Description of the task
Tally the lines in the following entries that include the word "default"; state only the total.

Supplied entries
PR #73, opened 2015-09-28
Transaction tree

nhunzaker:
This PR marks the beginning of storing transactions as a directed graph instead of an array. Additionally, it exposes an API for controlling history.

undo-tree


src/Microcosm.js
```diff
@@ -71,31 +49,34 @@ Microcosm.prototype = {
...
-    }
+  clean(transaction, next) {
+    if (!transaction.complete) return
 
-    return this
+    this.base = dispatch(this.stores, this.base, transaction)
+    this.history.remove(transaction)
+
+    next()
   },
```
nhunzaker: This is the default merger strategy. It means: "progress through the current transaction pathway, merging transactions that are complete. Stop when you it an incomplete transaction"

src/__tests__/Graph-test.js
```diff
@@ -0,0 +1,207 @@
...
+
+    graph.connect('one', 'two')
+    graph.connect('two', 'three')
+    graph.connect('one', 'three')
+
+    assert.equal(graph.after('one'), 'three')
+    assert.equal(graph.before('three'), 'one')
+  })
+
+})
```
nhunzaker: Phew :sweat:

src/lifecycle.js
```diff
@@ -7,7 +7,8 @@
 const MAPPING = {
   'willStart'       : 'getInitialState',
   'willSerialize'   : 'serialize',
-  'willDeserialize' : 'deserialize'
+  'willDeserialize' : 'deserialize',
+  'willReset'       : '__AppWillReset'
```
nhunzaker: I have decided not to expose this for now. Any ideas on a good lifecycle method name?

Makefile
```diff
@@ -22,7 +22,7 @@ docs: $(DIST)
 	cp -r $@ $^
 
 javascript: $(DIST)
-	@babel -d $^ $(JS)
+	@babel --plugins babel-plugin-unassert -d $^ $(JS)
```
nhunzaker: Super handy. I'm using `assert` to unit test hard to reach cases, stripping it out for production builds.

src/__tests__/Graph-test.js
```diff
@@ -0,0 +1,207 @@
...
+    assert.equal(graph.focus, 'two')
+  })
+
+  it ('removing a focused node sets focus to false if there is no next node', function() {
+    let graph = new Graph()
+
+    graph.add('one')
+    graph.remove('one')
+
+    assert.equal(graph.focus, false)
```
efatsi: is `false` really the proper value for this situation?

efatsi: vs. `null`

src/__tests__/Graph-test.js
```diff
@@ -0,0 +1,207 @@
...
+
+    graph.append('one')
+    graph.append('two')
+    graph.append('three')
+    graph.setFocus('two')
+    graph.append('four')
+    graph.append('five')
+
+    assert.deepEqual(graph.pathway(), [ 'one', 'two', 'four', 'five' ])
+  })
```
efatsi: this test looks very similar to the one above it

src/__tests__/Graph-test.js
nhunzaker: :+1:. That is a really good idea... `focus`, `after`, and `before` should be set or return `null`, not `false`

nhunzaker: Done

src/__tests__/Graph-test.js
nhunzaker: Good call. Removing first test

nhunzaker:
@efatsi If you care to take a gander again. I realized that there is no reason to keep track of a `nodes` list in `Graph`. Instead, I just keep track of edges. Also, I added a `tree` method to make it easier to generate output.

nhunzaker:
Oh yeah, and it's muuuuch faster:

```
~/Development/microcosm transaction-tree
●° node bench/pathway.js
Creating a single path at 1000000 length
Appending: 346.94ms
Pathway: 107.792ms
```

bench/pathway.js
```diff
@@ -0,0 +1,21 @@
...
+}
+var after = time.now()
+
+console.log('Appending:', (after - start) / 1000 + 'ms')
+
+var beginPath = time.now()
+var items = graph.pathway()
+var endPath = time.now()
+
+console.log('Pathway:', (endPath - beginPath) / 1000 + 'ms')
```
nhunzaker: Hopefully we will never have a single path at 1 million nodes. The benchmark at ten thousand nodes is still impressive:

```
●° node bench/pathway.js
Creating a single path at 10000 length
Appending: 2.67ms
Pathway: 1.315ms
```

ltk: I didn't get what `bench` meant at first. Is this a common name, or would `benchmarks` be better?

src/Graph.js
```diff
@@ -0,0 +1,110 @@
+/**
+ * Graph
+ * A directed graph. Used to maintain a signal graph of transactions
+ * over time.
+ */
+
+let assert = require('assert')
```
ltk: doesnt look like you're using this in here

src/Microcosm.js
ltk: so things are only undoable before you commit the transaction?

src/lifecycle.js
ltk: `willReset` seems pretty good to me

ltk:
This is really neat. two questions:

- What are the memory implications of this change?
- Do you have a sense of real use case where one would want to switch between change branches on the history tree?

bench/pathway.js
nhunzaker: I'll rename it benchmarks

src/Graph.js
nhunzaker: Not any more. Good call, :+1:

nhunzaker:
@ltk 

_**What are the memory implications of this change**_

Before this change, we stored transactions in an array. Now they are kept in an array of two element arrays. The default cleanup strategy is to merge all completed transactions. That is to say, all actions that return primitive values, resolved promises, and fully iterated generators. 

This graph will not create an edge unless there are two transactions to join together. Using the default cleanup strategy, edges are never created and the penalty is never encountered

For cleanup strategies that support history, it'll assign an array for each edge. However it only stores the _transaction_, not the final state. This means that space is limited to the payload of the action. Framework memory usage should be rather low, the bottleneck would really be a matter of the size of the action payloads. 

I could see a future where we have finer grained undo, where we can merge together complete transactions in the middle of history. That would allow for even more powerful undo; we just aren't there yet.

So, TL;DR; I don't think it's an issue. Certainly for existing apps, there should be no effect at all. For other use cases, I am curious if there is a more optimal way to do it. However I think it's pretty good now, and the only other alternative I can think of would be to redefine the `Transaction` class as a node in a trie. This implementation keeps them separate, which I like.

_**Do you have a sense of real use case where one would want to switch between change branches on the history tree?**_

The specific use case I am thinking of is the ability to compare two on going changes side by side in Colonel Kurtz. Let's say you have a page, but you want to change the hero graphic. You aren't sure which one you like better, so you toggle between the two trees to preview what they look like (this is assuming we add live preview eventually)

src/lifecycle.js
nhunzaker: Sure. Let's expose it. I'll be sure to write up a pretty clear warning in the changelog

ltk:
Nice :+1: all the way.

src/Microcosm.js
nhunzaker: This is actually the clean up step. The default behavior is to merge down actions that are completely resolved. For example:

```
app.push(actionThatReturnsAPrimitive)
// => resolved immediately
// => merged
// => emit change event
```

```
app.push(actionThatReturnsAPromise)
// => wait to resolve
// => promise resolves
// => merged
// => emit change event
```

```
app.push(actionThatReturnsAPromise)
app.push(actionThatReturnsAPrimitive)
// push promise action into transaction graph
// push primitive action into transaction graph after promise
// => dispatch primitive
// => promise resolves
// => dispatch promise, primitive
// => merge promise, primitive
// => emit change
// => no outstanding transactions
```

nhunzaker:
Well I just bumped into an issue. I should have thought of this earlier, but restructuring the graph as a tree for visualization bumps into maximum call stack territory on deep chains. Unfortunately we can't lean on tail call optimization either.

This should probably be envisioned as a tree.

benchmarks/pathway.js
```diff
@@ -0,0 +1,21 @@
+var Graph  = require('../dist/src/Graph')
```
averyvery: Do you already have a script or command that runs these benchmarks, or are they not for public consumption?

averyvery:
Someone else should look at this, but :+1:

benchmarks/pathway.js
nhunzaker: Not for public consumption right now. Actually in a future branch I pull in `babel/register` to make the build process unnecessary.

nhunzaker:
Thanks, everyone. I'm going to close this out. Tree recursion issues is a complete show stopper. I've got an outstanding branch that eliminates this by maintaining a tree structure on insertion (instead of now where it's determined via recursion as a public API).

More to come! Benchmarks are already super promising:

```
●° node --expose-gc benchmarks/pathway.js
Working.............
┌──────────┬─────────┬──────────┬───────┬───────┬────────┬────────┬───────────────┐
│ Branches │ Nodes   │ Append   │ Path  │ Root  │ Values │ Prune* │ Memory Growth │
├──────────┼─────────┼──────────┼───────┼───────┼────────┼────────┼───────────────┤
│ 1        │ 100,000 │ 0.0004ms │ 6.6ms │ 3.2ms │ 6.8ms  │ 22.6ms │ 0.29%         │
├──────────┼─────────┼──────────┼───────┼───────┼────────┼────────┼───────────────┤
│ 2        │ 50,000  │ 0.0007ms │ 4.0ms │ 1.2ms │ 4.2ms  │ 19.1ms │ -9.07%        │
├──────────┼─────────┼──────────┼───────┼───────┼────────┼────────┼───────────────┤
│ 3        │ 33,333  │ 0.0011ms │ 5.3ms │ 1.2ms │ 5.2ms  │ 20.0ms │ 0.18%         │
├──────────┼─────────┼──────────┼───────┼───────┼────────┼────────┼───────────────┤
│ 4        │ 25,000  │ 0.0014ms │ 4.4ms │ 1.1ms │ 4.6ms  │ 20.3ms │ 0.19%         │
├──────────┼─────────┼──────────┼───────┼───────┼────────┼────────┼───────────────┤
│ 5        │ 20,000  │ 0.0017ms │ 5.3ms │ 1.1ms │ 4.5ms  │ 23.4ms │ 0.17%         │
├──────────┼─────────┼──────────┼───────┼───────┼────────┼────────┼───────────────┤
│ 6        │ 16,666  │ 0.0022ms │ 5.5ms │ 1.5ms │ 4.5ms  │ 22.4ms │ 0.17%         │
├──────────┼─────────┼──────────┼───────┼───────┼────────┼────────┼───────────────┤
│ 7        │ 14,285  │ 0.0026ms │ 4.4ms │ 1.1ms │ 5.4ms  │ 23.0ms │ 0.17%         │
├──────────┼─────────┼──────────┼───────┼───────┼────────┼────────┼───────────────┤
│ 8        │ 12,500  │ 0.0029ms │ 5.3ms │ 1.1ms │ 6.5ms  │ 21.7ms │ 0.17%         │
├──────────┼─────────┼──────────┼───────┼───────┼────────┼────────┼───────────────┤
│ 9        │ 11,111  │ 0.0034ms │ 4.4ms │ 1.3ms │ 4.5ms  │ 20.3ms │ 0.17%         │
├──────────┼─────────┼──────────┼───────┼───────┼────────┼────────┼───────────────┤
│ 10       │ 10,000  │ 0.0038ms │ 5.7ms │ 1.2ms │ 4.5ms  │ 20.2ms │ 0.17%         │
└──────────┴─────────┴──────────┴───────┴───────┴────────┴────────┴───────────────┘
 * for entire branch
```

Final answer
4